══ Dataset records

PR #946, opened 2026-09-14
fix(l10n): fungicide names stop apologising where the shown name is final, and the HUD status words and map shortfall go through the locale files (RSF-F345 wave 1, F346)

TheCodingDad-TisonK:
## RSF-F345 wave 1 / F346: fungicide names stop apologising where a real name is shown, and the HUD status words and map shortfall go through the locale files

Brief of record: `Office Tyson/RSF-F345-WAVE1-soil-translation-IMPLEMENTATION-BRIEF.md` v0.4 (Stage 6A VERIFIED, handoff certificate `F345-W1-HANDOFF-CERTIFICATE` CERTIFIED). Findings F345 and F346. Lane: FAST TRACK (Arissani's ruling 2026-09-14). SoilFertilizer half only; the FarmTablet half is its own PR (RSF-F345 wave 1 in FS25_FarmTablet). No runtime contract joins the two.

### Part A, the 23 fungicide display names

The governing rule from the brief: the `[EN] ` marker comes off a value only where that value is the form a reader of that locale would be shown as the finished name.

- `en`, `de`, `fr`: untouched.
- `ru`, `uk`: the brief's Cyrillic table, all 23 keys, marker off.
- 17 Latin-script files (`br cz da ea es fi hu id it nl no pl pt ro sv tr vi`): marker off on the 21 ISO common names, kept on `SULFUR` and `COPPER_HYDROXIDE`.
- `cs ct fc jp kr`: all 23 keep the marker.

Every `eh` attribute on every edited row is byte-identical to before (script-verified). 403 rows edited, `v=` only.

### Part B, five words at four render sites

- `SoilHUD.lua`: new `SoilHUD.statusText(token)` with `SoilHUD.STATUS_TEXT_KEYS`, called at the three render sites only (FIELD INFO Soil Grade value, nutrient row status, pH row status). The token stays the internal value everywhere: `statusColor`, `overallStatus`, the grade fold and every comparison still receive bare `Good` / `Fair` / `Poor` / `Unknown`. The helper uses `hasText` before `getText`, both under `pcall`, and rejects an empty result, a non-string and the `$l10n_<key>` placeholder, so a missing key renders exactly today's English token and never a key name. The existing `sf_fieldinfo_grade` label lookup on the same line is left as it was, per the brief.
- `SoilMapOverlay.lua`: the shortfall row formats through `tr("sf_map_gap_needed", "%d %s needed")`. The format runs under `pcall` with the English pattern as fallback, so a malformed translation cannot throw out of the tooltip draw. Sibling rows unchanged.
- Five new keys in all 27 locale files, unmarked English, inserted after `sf_dog_barn_warning`: `sf_hud_status_good`, `sf_hud_status_fair`, `sf_hud_status_poor`, `sf_hud_status_unknown`, `sf_map_gap_needed`. Hashes computed with the tool's own `get_hash`, as the F192 rows were.

### Locale tooling

`lang_sync.py check`, `report` and `sync` were run over the patched files in scratch. The five new keys report as untranslated in every non-English file by the exact-match branch (German 381 to 386). `sync` on a throwaway copy neither re-marks any edited `sf_chem_` row nor strips any new key. The pre-existing stale rows and the 41 missing Czech keys the tool also reports are not this wave. Bob's note for translators: because the five keys ship without the `[EN] ` prefix, any tooling that greps for the marker alone will not flag them; only the exact-match branch of `lang_sync.py` does.

### Verification

- `tools/test`: syntax OK, lint clean, 4034 assertions, 0 failed across 87 files. New bench `RSF-F345-wave1_status_text_test.lua` (57 assertions) drives the real `SoilHUD.statusText`: the four-key map, no i18n, translated values, unmarked English identical to pre-wave text, each key deleted in turn, the placeholder-from-getText shape that defeats an `or`, empty and non-string results, a non-boolean `hasText`, throwing lookups, an i18n without `hasText`, foreign tokens passing through, and `statusColor` still keying on the bare token.
- Brief checklist run as a script over the 27 files: en/de/fr chem rows byte-identical, ru/uk Cyrillic and unmarked, Latin 21 off and 2 on, non-Latin 23 on, five keys unmarked in all 27, every `eh` unchanged. No failures.
- The map tooltip shortfall site is inspection-verified rather than benched: `tr()` is file-local and the row sits inside the tooltip builder. The bench covers the three SoilHUD sites.
- Bob cold review: FarmTablet PASS; SoilFertilizer delta clean, one staging blocker (the scratch copy had been taken on the F905 branch) fixed by cutting the branch from `development` and applying only the F345 files, confirmed on the real diff. His two should-fixes are in: the bench's `statusColor` block asserts callability unconditionally instead of silencing itself, and the helper comment no longer claims the engine returns a `$l10n_` placeholder (the engine's `getText` returns a "Missing ... in l10n" string on a miss, `I18N.lua:175-210`; `hasText` is what closes the hole, the placeholder guard mirrors the file's `tr()` helpers). Bob verified every `sf_chem_` row, every `eh`, the five new rows and the sync behaviour independently, found no missed render site in either repo, and confirmed nothing here is multiplayer state.
- No save, network or internal value changes. No string in `en`, `de` or `fr` changes.

### Release note

- Fungicide names in the Soil PDA and treatment lists no longer carry the `[EN]` marker in 19 languages where the international name (or, for Russian and Ukrainian, a Cyrillic name) is what a farmer would be shown. Sulfur and copper hydroxide keep the marker outside English, German and French because they have real national names still owed. Chinese, Japanese and Korean keep the marker on all 23.
- The Soil HUD status words and the map tooltip's shortfall line can now be translated. They ship as unmarked English in every language until a translator picks them up, so no screen reads worse than today.

### Owed, carried from the brief

Native check on the Cyrillic table (two rows named: `METALAXYL_M` keeps a Latin M, `FOSETYL_AL` uses a space and a genitive). Native chemical names for the five non-Latin files. The map tooltip's `sf_map_target` and `sf_map_gap` labels are still marked in most locales and absent from Czech. Real translations of the five new keys. The `translation_fc.xml` Chinese-bodied file is F348. In-game acceptance on the release lane: a German HUD shows unmarked Good / Fair / Poor and never `[EN] Good`; a Polish fungicide list shows unmarked technical names beside a still-marked Sulfur.


sasha-rf (approved):
﻿Reviewed the diff against the description: the fungicide names drop the [EN] marker where the localized name is final, verified against the translation file diffs for the affected locales, Sulfur and Copper Hydroxide keep the marker, cs/ct/fc/jp/kr keep all names marked as described. The new HUD status keys and map shortfall line route through getText with a hasText gate and a "$l10n_" placeholder rejection, so a missing key falls back to the plain English token instead of leaking a key name. Bob's pass came back PASS; this checks out on my read too.

UTF-16 scan: 30 file(s) read at the PR head, all clean.

PR #947, opened 2026-09-14
fix(dog): the barn warning fires through a SoilFertilizer-owned reader that decides per disease record (RSF-F190)

TheCodingDad-TisonK:
## RSF-F190: the dog's barn warning finally fires, through a SoilFertilizer-owned reader that decides per disease record

Instruction of record: `Office Tyson/RSF-F190-V08-CERTIFIED-HANDOFF.md` (effective v0.8: Iris v0.1 baseline plus ClaudeA amendment), Stage 6A `RSF-F190-V08-STAGE6A-VERIFICATION.md` VERIFIED, fresh Hazel handoff certificate `RSF-F190-V08-HANDOFF-CERTIFICATE-2026-09-14.md` CERTIFIED, delivered by Iris 2026-09-14. Lane: repair (RESTORES, nothing adds intent). Build only; in-game, multiplayer, dedicated and save observations are owed to release per the certificate.

### The farm sentence

Owning a doghouse earns a farmer a passive signal that an owned field or barn is wrong, nothing more. The crop half has always worked. The barn half has never fired once: it called `g_diseaseManager:getDiseaseTitles()` and read `d.active`, neither of which exists on any version of the livestock provider. The barn sentence has been shipped text since CD-13. Nothing here adds a string; it makes an existing one reachable.

### What changed

- **New `src/LivestockWarningReader.lua`** (handoff items 1, 2). One SoilFertilizer-owned reader, sited in the source root beside the other outside-facing bridge, not a method of `SoilFertilitySystem` and not inside `NpcSoilBridge`. It publishes nothing on the mission. `isBarnActivelySick(placeable)` returns `true` when any animal in the barn holds a record that is active sickness, `nil` for everything else. Never a disease name or a count.
- **Gate, then verdict** (items 4 to 7). The provider's own `animal:getHasAnyDisease()` is called under `pcall` and must return boolean `true`, which is how this mod learns provider presence and the diseases-enabled state without reaching across the sandbox for `g_diseaseManager`. That gate never decides: on the installed 1.2.6.0 it is true for any attached record, cured animals and carriers included. The verdict walks `animal.diseases` and counts a record only when `cured` and `isCarrier` are both real booleans reading `false`. A carrier record beside an active one still warns. A malformed record never counts (the opposite of DairyCore's herd-score bridge, on purpose: the dog's law is no false positives). Any throw, missing list, healthy herd or refused gate is `nil`.
- **Containment** (item 8). Each animal is read under its own `pcall` in the reader, and the dog wraps each barn in its own `pcall`, so one bad animal cannot silence its barn and one bad barn cannot silence the farm. DairyCore's session-wide `safeRead` degrade is deliberately not copied.
- **`DogEarlyWarning.lua` barn branch** (item 3). Replaced the dead manager check, the mod-loaded check and the title scan with: read the placeable list, then per barn, same-farm filter, ask the reader, test presence. Same shape as the crop line. Unchanged: crop branch, doghouse gate, `"livestock"` dedupe type and key, dedupe clearing, one-minute cadence, HUD delivery, the F192 locale keys and fallbacks, the `"barn"` id fallback.
- **`main.lua`**: one `source` line for the reader immediately before `DogEarlyWarning.lua`.

### Verification

- `tools/test`: syntax OK, lint clean, full suite green. New bench `RSF-F190-livestock_warning_reader_test.lua` (89 assertions) drives the real reader and the real `DogEarlyWarning:scan`: every 6A section 10 discriminator (active, cured, carrier, mixed, healthy, provider absent, diseases disabled, malformed, thrown) against both provider gate shapes (1.2.6.0 any-record and 1.3.2.1 strict), the gate refused or non-boolean, per-animal and per-barn containment, the accepted limit where the only sick animal throws, same-farm filter, doghouse gate, dedupe once while sick and clearing and re-warn, the crop half still firing beside a healthy barn, reader absent leaving the crop half alone, and every string and the cadence unchanged.
- Provider facts re-read from the installed `FS25_RealisticLivestockRM` 1.2.6.0 bytes: `getHasAnyDisease` at `RealisticLivestock_Animal.lua:1591-1593`, `self.diseases` at `:306`, `Disease.new` flags at `Disease.lua:10,15`, dense `getAnimals` at `RealisticLivestock_AnimalClusterSystem.lua:43-47`. Engine: `spec.clusterSystem` at `PlaceableHusbandryAnimals.lua:161`, `Placeable:getUniqueId` at `Placeable.lua:814`.
- No save, network or player-facing string change. No provider write.

### Accepted limits, from the handoff

A throw on the only sick animal in a barn leaves that barn quiet for that scan. A barn whose list cannot be walked is quiet. A transient unavailable read then recovery blinks the same warning twice, at a sixty-second cadence. The dog gains no failure bark (Arissani's ruling 2026-09-14). The dog's delivery fence (a local HUD call, no server-only guard, cannot reach remote players) is existing behaviour outside this repair.

### Owed to release

Watched initial join and rejoin ordering against the first scan; active, cured, carrier, mixed, healthy, absent, disabled, malformed and thrown results in game against both provider lanes; native local and remote HUD delivery; dedicated server; save round trip. No performance figure is claimed.


sasha-rf (approved):
﻿Reviewed the diff against the description: the barn warning now goes through a new SoilFertilizer-owned LivestockWarningReader instead of reaching into the provider's disease titles directly. Each barn and each animal is checked under its own pcall, so one bad record can't silence the whole farm. No new player-facing string, no save or network change, matching the release note. Bob's pass came back PASS; this checks out on my read too.

PR #2739, opened 2018-03-14
Increase the maximum heap size for tests with CUDA backend

sshepel:

If maximum heap size less than 6g (rounded value), you may see following kind of errors `Caused by: java.lang.OutOfMemoryError: Physical memory usage is too high: physicalBytes = 3G > maxPhysicalBytes = 3G` from the build log.

## How was this patch tested?
Tested locally and with Jenkins


saudet:
FYI, this also inforces a limit, so we can't have tests that go over that limit.

Issue #2736, opened 2018-03-14
Test coverage for recently added ops


maxpumperla:
In #2730 we've added a bunch ops and a lot of them still need testing.

First of all, some of the transform tests have issues. You'll find some TODOs in the code: https://github.com/deeplearning4j/nd4j/blob/b2667c0eb7cc181195f703b73fed24aa5350ee96/nd4j-backends/nd4j-tests/src/test/java/org/nd4j/autodiff/gradcheck/GradCheckTransforms.java

Most of these worked at some point, but fail now (likely) due to things moving in libnd4j or SameDiff in general.

On top of that, ops that still need testing: 
- [ ] Dilation2D
- [ ] Shape
- [ ] Gather
- [ ] GatherNd
- [ ] Stack
- [ ] Unstack

raver119:
Some of these ops are actually tested in TF import graphs. But definitely, having more  tests never hurts.

PR #2741, opened 2018-03-15
[WIP] Tests for new SameDiff ops

farizrahman4u:
Related:

#2730
#2736 

* Note: Not tested at all.. some issues when building from source, I am stuck with just snapshots for now.


nd4j-backends/nd4j-tests/src/test/java/org/nd4j/autodiff/samediff/SameDiffTests.java
```diff
@@ -276,10 +277,73 @@ public void testTranspose() {
...
+        assertEquals(expected1, result1.eval());
+        assertEquals(expected2, result2.eval());
+
+    }
 
+    @Test
+    public void testGatherNd() {
+        SameDiff sameDiff = SameDiff.create();
+        INDArray arr1 = Transforms.sigmoid(Nd4j.linspace(1, 24, 24)).reshape(2, 3, 4);
+        INDArray arr2 = Nd4j.create(new int[]{1, 2, 3, 0, 1, 3, 1, 0, 2}, new int[]{3, 3});
```
maxpumperla: this won't work. ND4J will think the first int array has shape info. 0 is not allowed. etc.

maxpumperla:
also @farizrahman4u if you could just work from a branch of nd4j from `deeplearning4j` domain, it'd be much easier for me to just check out your work and run the tests (without cloning your fork).

maxpumperla:
@farizrahman4u where are we with this? let me know if you need help with something

farizrahman4u:
@maxpumperla Gather and UnStack are failing. There are older ops failing as well. Let's merge these tests now and fix ops in a different PR.

PR #2742, opened 2018-03-15
<WIP; Donot merge> samediff mapping

eraly:
I am just figuring this out...Will be adding more ops. 
The constructor can get a little crazy with all the options.


nd4j-backends/nd4j-api-parent/nd4j-api/src/main/java/org/nd4j/linalg/api/ops/impl/shape/OneHot.java
```diff
@@ -0,0 +1,94 @@
...
+        attrs.put("off", off);
+
+        ret.put(tensorflowName(),attrs);
+        return ret;
+    }
+
+    @Override
+    public String tensorflowName() {
+        return "OneHot";
+    }
```
maxpumperla: I've been adding 

```java
    @Override
    public String onnxName() {
        throw new NoOpNameFoundException("No onnx name found for shape " + opName());
    }
```

for unavailable ops, but I'm not sure what's better.

maxpumperla:
@eraly one thing I've been (deliberately) omitting is testing actual TF import (to check if property mappings work as proposed), as it's a little expensive to set up. That's something to keep in mind.

eraly:
Agreed. We have larger graphs that contain these ops but I think the better thing to do is write standalone graphs with the op of interest. It is rather rote. Maybe @farizrahman4u and I can split this up.

Steps to check import mapping:
1) Clone https://github.com/deeplearning4j/TFOpTests branch eraly_ops_mapping
2) Change the graph[ here](https://github.com/deeplearning4j/TFOpTests/blob/eraly_ops_mapping/tests/mathops/test_simple_run.py#L38) to include the op we are mapping and run it.
3) Step 2 will write relevant pbs to $DL4J_TEST_RESOURCES/src/main/resources/tf_graphs/examples/simple_run
4) cd to $DL4J_TEST_RESOURCES and run mvn clean install which will get the graph you made into the nd4j testresources
5) Change [modelNames in TFGraphTestList](https://github.com/deeplearning4j/nd4j/blob/025b4fedada833c3dd8bb69cae35ab5d7f42e818/nd4j-backends/nd4j-tests/src/test/java/org/nd4j/imports/TFGraphs/TFGraphTestList.java#L25) to "simple_run" which is the identifier for the graph with the op made in Step 2.
6) Run TFGraphTestList twice for both the libnd4j executioner and the samediff executioner. You just have to switch between the comments[ here](https://github.com/deeplearning4j/nd4j/blob/025b4fedada833c3dd8bb69cae35ab5d7f42e818/nd4j-backends/nd4j-tests/src/test/java/org/nd4j/imports/TFGraphs/TFGraphTestList.java#L76)

So at the end of the day it is writing a simple TF graph in python; running mvn clean install in dl4j-test-resources and running the TFGraphTestList in nd4j and see if it passes.

nd4j-backends/nd4j-api-parent/nd4j-api/src/main/java/org/nd4j/linalg/api/ops/impl/shape/OneHot.java
eraly: Added

PR #2766, opened 2018-03-20
Reverse sequence + int 64 TFGraphMapper mapping

eraly:
Fariz's reverse_sequence and the fix needed for int64 byte buffer mapping in TFGraphMapper


eraly:
Import passes with both samediff and libnd4j executor

PR #2777, opened 2018-03-23
testing slice of slice

eraly:
Expanding on edge case found with slice of slice in equality and index out of bounds exception with f order arrays


eraly:
Ping @agibsonccc

PR #2794, opened 2018-03-27
tests need lombok

hvesalai:

Add the required lombok dependency to tests

## How was this patch tested?

By running the tests and observing that they didn't compile without this

### DIFF
--- a/nd4j-backends/nd4j-tests/pom.xml
+++ b/nd4j-backends/nd4j-tests/pom.xml
@@ -101,6 +101,13 @@
 
         <!-- Shaded version of Jackson -->
         <dependency>
+            <groupId>org.projectlombok</groupId>
+            <artifactId>lombok</artifactId>
+            <version>${lombok.version}</version>
+            <scope>test</scope>
+        </dependency>
+
+        <dependency>
             <groupId>org.nd4j</groupId>
             <artifactId>jackson</artifactId>
             <version>${project.version}</version>


AlexDBlack:
I'm pretty sure this is necessary? I can run the tests via both intellij and maven on master (i.e., adding this dependency isn't required) - and yes, I just re-checked. So I'm closing this unless it can be demonstrated that it's actually required for tests to run.

hvesalai:
@AlexDBlack I think I demonstrated that this is required with mvn `3.5.3`. When you tried, did you have a fresh clone from github to rule out any interference from your earlier builds?

If you want to give me the mvn command to run the tests with, I can run an upload the resulting build logs. All I know is that without this, the tests would not even compile for me. And I think that is natural because the dependency is declared as `provided` in `nd4j-api`.

hvesalai:
The command I was running was both `mvn -Dtest=Nd4jTestsC test -pl :nd4j-tests` on the top level and `mvn -Dtest=Nd4jTestsC test` in the `nd4j-tests` directory. Both started working after this change.

saudet:
@hvesalai You must be doing something wrong, it works just fine for me as well with Maven 3.5.2.

The commands you are using though don't actually do anything. Did you mean `mvn -Dtest=Nd4jTestsC test -Ptestresources` in the `nd4j-native` directory?

hvesalai:
@saudet No, I used the command I provided. The thing I failed to mention was that I edited the nd4j-tests pom.xml to enabled the tests as instructed by @treo 

Anyway, I think I found the reason for this behavior. I was working on top of commit 4cdd4fab4e9434ed9fecd90862d50962e58216c5, so I was missing commit a0e5db60, which also modified the lombok dependencies.

I confirm that this patch is not needed and I can also run the tests without it on top of latest master. I'm sorry for all the trouble.

AlexDBlack:
@hvesalai no worries, not a big deal - thanks for clarifying.

PR #2805, opened 2018-04-01
add SequenceMask op + tests

farizrahman4u:

Add SequenceMask op

## How was this patch tested?

Unit tested in SameDiffTests

### DIFF
--- a/nd4j-backends/nd4j-api-parent/nd4j-api/src/main/java/org/nd4j/linalg/api/ops/impl/shape/SequenceMask.java
+++ b/nd4j-backends/nd4j-api-parent/nd4j-api/src/main/java/org/nd4j/linalg/api/ops/impl/shape/SequenceMask.java
@@ -1,0 +1,83 @@
+package org.nd4j.linalg.api.ops.impl.shape;
+
+import lombok.NoArgsConstructor;
+import lombok.val;
+import onnx.OnnxMlProto3;
+import org.nd4j.autodiff.samediff.SDVariable;
+import org.nd4j.autodiff.samediff.SameDiff;
+import org.nd4j.imports.NoOpNameFoundException;
+import org.nd4j.imports.descriptors.properties.PropertyMapping;
+import org.nd4j.imports.graphmapper.tf.TFGraphMapper;
+import org.nd4j.linalg.api.ops.DynamicCustomOp;
+import org.tensorflow.framework.AttrValue;
+import org.tensorflow.framework.GraphDef;
+import org.tensorflow.framework.NodeDef;
+
+import java.util.HashMap;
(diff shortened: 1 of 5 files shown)


farizrahman4u:
Note : Merge only after https://github.com/deeplearning4j/libnd4j/pull/849 is merged.

nd4j-backends/nd4j-api-parent/nd4j-api/src/main/java/org/nd4j/linalg/api/ops/impl/shape/SequenceMask.java
```diff
@@ -0,0 +1,83 @@
...
+    @Override
+    public void initFromTensorFlow(NodeDef nodeDef, SameDiff initWith, Map<String, AttrValue> attributesForNode, GraphDef graph) {
+        TFGraphMapper.getInstance().initFunctionFromProperties(nodeDef.getOp(), this, attributesForNode, nodeDef, graph);
+        addArguments();
+    }
+    @Override
+    public Map<String, Map<String, PropertyMapping>> mappingsForFunction() {
+        Map<String, Map<String, PropertyMapping>> ret = new HashMap<>();
+        Map<String, PropertyMapping> attrs = new LinkedHashMap<>();
+        if (maxLen >= 0) {
```
raver119: How this condition is going to happen during initialization from TF?

All ops during import are initialized with default constructor, so maxLen value will be always -1.

nd4j-backends/nd4j-api-parent/nd4j-api/src/main/java/org/nd4j/linalg/api/ops/impl/shape/SequenceMask.java
```diff
@@ -0,0 +1,83 @@
...
+    }
+
+    @Override
+    public String onnxName() {
+        throw new NoOpNameFoundException("No onnx opName found for " + opName());
+    }
+
+
+    @Override
+    public String[] tensorflowNames() {
```
raver119: You are implementing wrong method here, and with this method implemented only import wont work.

You should be implementing tensorflowName() instead.

raver119: P.s. if not overriden that method throws: https://github.com/deeplearning4j/nd4j/blob/930ad274fd2f8efaf3e73119cc9fb009b8f84571/nd4j-backends/nd4j-api-parent/nd4j-api/src/main/java/org/nd4j/linalg/api/ops/DynamicCustomOp.java#L688-L690

But method tensorflowName() is called at line 64 in your op.

PR #2818, opened 2018-04-03
Fix slice of slice bug

agibsonccc:
Weird corner case found with slicing vectors. This fixes that with tests added by @eraly 
(Please fill in changes proposed in this fix)

## How was this patch tested?

Please review


nd4j-backends/nd4j-api-parent/nd4j-api/src/main/java/org/nd4j/linalg/api/ndarray/BaseNDArray.java
```diff
@@ -6052,6 +6053,12 @@ public INDArray convertToDoubles() {
             return DataBuffer.TypeEx.FLOAT;
         } else if (type == DataBuffer.Type.DOUBLE) {
             return DataBuffer.TypeEx.DOUBLE;
+
+        } else if(type == DataBuffer.Type.INT) {
+            return DataBuffer.TypeEx.INT8;
+        } else if(type == DataBuffer.Type.LONG) {
+            return DataBuffer.TypeEx.INT16;
```
raver119: Nono. INT should be INT32. And LONG should be INT64 if there's INT64.

raver119: i mean number in INT8 stands for number of bits :)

════

* _What you are asked to do_: Copy all lines from the material that hold "groupId".

* _Written solution_:
+            <groupId>org.projectlombok</groupId>
             <groupId>org.nd4j</groupId>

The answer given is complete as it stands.